Exercise objective: Here the requirement is to repeat every record exactly, in full.

Entries taken from a collection:
----------------
PR #1656, opened 2021-07-02
Use a distroless base image

carolynvs:
# What does this change
Use a distroless base image for our porter docker images. This has less of an attack surface because it only ships the essentials to run porter, not the extra stuff that usually comes with a linux distribution.

# What issue does it fix
Part of https://github.com/getporter/operator/issues/38

# Notes for the reviewer
~This relies on #1655 and needs to be rebased after that is merged.~

# Checklist
- [x] Unit Tests
- [x] Documentation
- [ ] Schema (porter.yaml)


build/images/client/Dockerfile
```diff
@@ -19,4 +19,9 @@ RUN porter mixin install kubernetes && \
     porter plugin install azure && \ 
     porter plugin install kubernetes
 
+# Copy the porter installation into a distroless container without root
+FROM gcr.io/distroless/static:debug
+COPY --from=builder /root/.porter /root/.porter
+ENV PATH "$PATH:/root/.porter"
+
 ENTRYPOINT ["porter"]
```
Church13, line 27:
```suggestion
ENTRYPOINT ["/app/.porter/porter"]
```
Best practice to declare full path to entrypoint, even if executable is present in path.

Church13 (changes requested):
Suggestions to improve dockerfile and final image (without affecting functionality)

build/images/client/Dockerfile
```diff
@@ -1,13 +1,12 @@
...
 
 RUN mkdir -p /root/.porter/runtimes && \
     mkdir -p /root/.porter/mixins/exec/runtimes
 
 COPY bin/dev/porter-linux-amd64 /root/.porter/porter
 COPY bin/mixins/exec/dev/exec-linux-amd64 /root/.porter/mixins/exec/exec
 RUN ln -s /root/.porter/porter /root/.porter/runtimes/porter-runtime && \
-    ln -s /root/.porter/mixins/exec/exec /root/.porter/mixins/exec/runtimes/exec-runtime && \
-    ln -s /root/.porter/porter /usr/local/bin/porter
+    ln -s /root/.porter/mixins/exec/exec /root/.porter/mixins/exec/runtimes/exec-runtime
```
Church13, line 10:
```suggestion
ENV PATH "$PATH:/root/.porter"

```
Belay removal of this line -- failed to note that the porter mixin install was in the build stage.

Church13 (changes requested):

carolynvs:
@Church13 Previously the porter agent image had a script for an entry point. Will that still work?

```
FROM getporter/porter:latest

VOLUME /porter-config

COPY run.sh /

ENTRYPOINT ["/run.sh"]
```

When I try to run the image I am getting `standard_init_linux.go:228: exec user process caused: no such file or directory` which I assume is because of the shebang `#!/usr/bin/env sh` in my run.sh. Should I change this to a binary?

Church13:
> @Church13 Previously the porter agent image had a script for an entry point. Will that still work?
> 
> ```
> FROM getporter/porter:latest
> 
> VOLUME /porter-config
> 
> COPY run.sh /
> 
> ENTRYPOINT ["/run.sh"]
> ```
> 
> When I try to run the image I am getting `standard_init_linux.go:228: exec user process caused: no such file or directory` which I assume is because of the shebang `#!/usr/bin/env sh` in my run.sh. Should I change this to a binary?

Distroless containers typically do not include shells. For google’s distroless image, “sh” is not an included binary. Can you show me the contents of run.sh? Ideally, it’s functionality would be replaced with a portable application, or with a more advanced entrypoint vector with all arguments and needed commands.

carolynvs:
It's a very simple script that just copies some files where it needs to go before running. I'll make a binary and use that instead. I just wanted to confirm that was the right solution. Thanks!

Church13:
@carolynvs Moving a container to distroless is a big paradigm shift -- it's minimum level runtime, providing virtually no environment or operating system. Since you were using the `distroless/static:debug` image before, there was a busybox shell present for debugging, but this is not present in the nonroot production ready image.

From Google's GitHub distroless repo readme:
>"Distroless" images contain only your application and its runtime dependencies. They do not contain package managers, shells or any other programs you would expect to find in a standard Linux distribution.
>
>For more information, see this [talk ](https://swampup2017.sched.com/event/A6CW/distroless-docker-containerizing-apps-not-vms?iframe=no&w=100%&sidebar=yes&bg=no)([video](https://www.youtube.com/watch?v=lviLZFciDv4)).

It's not unheard of to build a shell into a distroless image (read: distroless python, powershell), and there may be a good use case for doing so here -- but there are often different (and better) ways to build the image or utilize the application such that a shell isn't necessary.

Here's an interesting golang project I found on converting UNIX shell scripts to golang binaries (https://pkg.go.dev/github.com/ganbarodigital/go_scriptish) -- could be an avenue worth pursuing. As time allows I might look into converting the [run.sh](https://github.com/getporter/porter/blob/main/build/images/agent/run.sh) script to a static golang binary using this tool.

Church13:
> It's a very simple script that just copies some files where it needs to go before running. I'll make a binary and use that instead. I just wanted to confirm that was the right solution. Thanks!

That works as well. Awesome!

carolynvs:
@Church13 I've replaced run.sh with a go binary (I have newfound respect for the humble `cp`), and updated the agent to not install mixins into the image (we needed to make that change regardless).

build/images/client/Dockerfile
carolynvs: I'm not installing mixins anymore so that's not a problem anymore.

cmd/agent/main.go
```diff
@@ -0,0 +1,30 @@
...
+
+import (
+	"fmt"
+	"os"
+
+	"get.porter.sh/porter/pkg/agent"
+)
+
+// The porter agent wraps the porter cli,
+// handling coping config files from a mounted
```
vdice, line 11:
```suggestion
// handling copying config files from a mounted
```

pkg/agent/agent.go
```diff
@@ -0,0 +1,134 @@
...
+)
+
+// allow the tests to capture output
+var (
+	stdout io.Writer = os.Stdout
+	stderr io.Writer = os.Stderr
+)
+
+// The porter agent wraps the porter cli,
+// handling coping config files from a mounted
```
vdice, line 22:
```suggestion
// handling copying config files from a mounted
```

vdice (approved):
Great to learn all about the distroless approach and best practices.  LGTM.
----------------
Your solution:
PR #1656, opened 2021-07-02
Use a distroless base image

carolynvs:
# What does this change
Use a distroless base image for our porter docker images. This has less of an attack surface because it only ships the essentials to run porter, not the extra stuff that usually comes with a linux distribution.

# What issue does it fix
Part of https://github.com/getporter/operator/issues/38

# Notes for the reviewer
~This relies on #1655 and needs to be rebased after that is merged.~

# Checklist
- [x] Unit Tests
- [x] Documentation
- [ ] Schema (porter.yaml)


build/images/client/Dockerfile
```diff
@@ -19,4 +19,9 @@ RUN porter mixin install kubernetes && \
     porter plugin install azure && \ 
     porter plugin install kubernetes
 
+# Copy the porter installation into a distroless container without root
+FROM gcr.io/distroless/static:debug
+COPY --from=builder /root/.porter /root/.porter
+ENV PATH "$PATH:/root/.porter"
+
 ENTRYPOINT ["porter"]
```
Church13, line 27:
```suggestion
ENTRYPOINT ["/app/.porter/porter"]
```
Best practice to declare full path to entrypoint, even if executable is present in path.

Church13 (changes requested):
Suggestions to improve dockerfile and final image (without affecting functionality)

build/images/client/Dockerfile
```diff
@@ -1,13 +1,12 @@
...
 
 RUN mkdir -p /root/.porter/runtimes && \
     mkdir -p /root/.porter/mixins/exec/runtimes
 
 COPY bin/dev/porter-linux-amd64 /root/.porter/porter
 COPY bin/mixins/exec/dev/exec-linux-amd64 /root/.porter/mixins/exec/exec
 RUN ln -s /root/.porter/porter /root/.porter/runtimes/porter-runtime && \
-    ln -s /root/.porter/mixins/exec/exec /root/.porter/mixins/exec/runtimes/exec-runtime && \
-    ln -s /root/.porter/porter /usr/local/bin/porter
+    ln -s /root/.porter/mixins/exec/exec /root/.porter/mixins/exec/runtimes/exec-runtime
```
Church13, line 10:
```suggestion
ENV PATH "$PATH:/root/.porter"

```
Belay removal of this line -- failed to note that the porter mixin install was in the build stage.

Church13 (changes requested):

carolynvs:
@Church13 Previously the porter agent image had a script for an entry point. Will that still work?

```
FROM getporter/porter:latest

VOLUME /porter-config

COPY run.sh /

ENTRYPOINT ["/run.sh"]
```

When I try to run the image I am getting `standard_init_linux.go:228: exec user process caused: no such file or directory` which I assume is because of the shebang `#!/usr/bin/env sh` in my run.sh. Should I change this to a binary?

Church13:
> @Church13 Previously the porter agent image had a script for an entry point. Will that still work?
> 
> ```
> FROM getporter/porter:latest
> 
> VOLUME /porter-config
> 
> COPY run.sh /
> 
> ENTRYPOINT ["/run.sh"]
> ```
> 
> When I try to run the image I am getting `standard_init_linux.go:228: exec user process caused: no such file or directory` which I assume is because of the shebang `#!/usr/bin/env sh` in my run.sh. Should I change this to a binary?

Distroless containers typically do not include shells. For google’s distroless image, “sh” is not an included binary. Can you show me the contents of run.sh? Ideally, it’s functionality would be replaced with a portable application, or with a more advanced entrypoint vector with all arguments and needed commands.

carolynvs:
It's a very simple script that just copies some files where it needs to go before running. I'll make a binary and use that instead. I just wanted to confirm that was the right solution. Thanks!

Church13:
@carolynvs Moving a container to distroless is a big paradigm shift -- it's minimum level runtime, providing virtually no environment or operating system. Since you were using the `distroless/static:debug` image before, there was a busybox shell present for debugging, but this is not present in the nonroot production ready image.

From Google's GitHub distroless repo readme:
>"Distroless" images contain only your application and its runtime dependencies. They do not contain package managers, shells or any other programs you would expect to find in a standard Linux distribution.
>
>For more information, see this [talk ](https://swampup2017.sched.com/event/A6CW/distroless-docker-containerizing-apps-not-vms?iframe=no&w=100%&sidebar=yes&bg=no)([video](https://www.youtube.com/watch?v=lviLZFciDv4)).

It's not unheard of to build a shell into a distroless image (read: distroless python, powershell), and there may be a good use case for doing so here -- but there are often different (and better) ways to build the image or utilize the application such that a shell isn't necessary.

Here's an interesting golang project I found on converting UNIX shell scripts to golang binaries (https://pkg.go.dev/github.com/ganbarodigital/go_scriptish) -- could be an avenue worth pursuing. As time allows I might look into converting the [run.sh](https://github.com/getporter/porter/blob/main/build/images/agent/run.sh) script to a static golang binary using this tool.

Church13:
> It's a very simple script that just copies some files where it needs to go before running. I'll make a binary and use that instead. I just wanted to confirm that was the right solution. Thanks!

That works as well. Awesome!

carolynvs:
@Church13 I've replaced run.sh with a go binary (I have newfound respect for the humble `cp`), and updated the agent to not install mixins into the image (we needed to make that change regardless).

build/images/client/Dockerfile
carolynvs: I'm not installing mixins anymore so that's not a problem anymore.

cmd/agent/main.go
```diff
@@ -0,0 +1,30 @@
...
+
+import (
+	"fmt"
+	"os"
+
+	"get.porter.sh/porter/pkg/agent"
+)
+
+// The porter agent wraps the porter cli,
+// handling coping config files from a mounted
```
vdice, line 11:
```suggestion
// handling copying config files from a mounted
```

pkg/agent/agent.go
```diff
@@ -0,0 +1,134 @@
...
+)
+
+// allow the tests to capture output
+var (
+	stdout io.Writer = os.Stdout
+	stderr io.Writer = os.Stderr
+)
+
+// The porter agent wraps the porter cli,
+// handling coping config files from a mounted
```
vdice, line 22:
```suggestion
// handling copying config files from a mounted
```

vdice (approved):
Great to learn all about the distroless approach and best practices.  LGTM.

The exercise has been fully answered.